- [What you will do] An exact restatement of the records below is expected.

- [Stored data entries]
++++++++++

PR #202, opened 2018-10-03
Use 3.0 images instead of head images

jordimassaguerpla:
Because the images from head will be removed to avoid duplications. The ones
we are using is the ones from 3.0 project, cause those ones cannot be
removed.


jordimassaguerpla:
@bergmannf : true. I always forget about that. Let me create another PR.
@davidcassany : This is for sle12sp3 images. How should this be done for sle15?

PR #203, opened 2018-10-15
Store the registry configuration as part of the manifests.

bergmannf:
This information will be modified and set during the build-time of the packages,
depending on the distribution it will be released to:

on SLE15 the information will contain the registry and set the use_registry to
true, on SLE12 the use_registry will remain false and use the images from
container-feeder.

### DIFF
--- a/packaging/suse/0001-patch-in-version-numbers-for-images.patch
+++ b/packaging/suse/0001-patch-in-version-numbers-for-images.patch
@@ -1,0 +1,179 @@
+From d9a6768a28becc3fc951bbd3c06ff01d8632535c Mon Sep 17 00:00:00 2001
+From: Florian Bergmann <fbergmann@suse.de>
+Date: Fri, 12 Oct 2018 17:27:28 +0200
+Subject: [PATCH] patch in version numbers for images
+
+---
+ manifests/haproxy.yaml |  2 +-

++++++++++

- [Your solution]
PR #202, opened 2018-10-03
Use 3.0 images instead of head images

jordimassaguerpla:
Because the images from head will be removed to avoid duplications. The ones
we are using is the ones from 3.0 project, cause those ones cannot be
removed.


jordimassaguerpla:
@bergmannf : true. I always forget about that. Let me create another PR.
@davidcassany : This is for sle12sp3 images. How should this be done for sle15?

PR #203, opened 2018-10-15
Store the registry configuration as part of the manifests.

bergmannf:
This information will be modified and set during the build-time of the packages,
depending on the distribution it will be released to:

on SLE15 the information will contain the registry and set the use_registry to
true, on SLE12 the use_registry will remain false and use the images from
container-feeder.

### DIFF
--- a/packaging/suse/0001-patch-in-version-numbers-for-images.patch
+++ b/packaging/suse/0001-patch-in-version-numbers-for-images.patch
@@ -1,0 +1,179 @@
+From d9a6768a28becc3fc951bbd3c06ff01d8632535c Mon Sep 17 00:00:00 2001
+From: Florian Bergmann <fbergmann@suse.de>
+Date: Fri, 12 Oct 2018 17:27:28 +0200
+Subject: [PATCH] patch in version numbers for images
+
+---
+ manifests/haproxy.yaml |  2 +-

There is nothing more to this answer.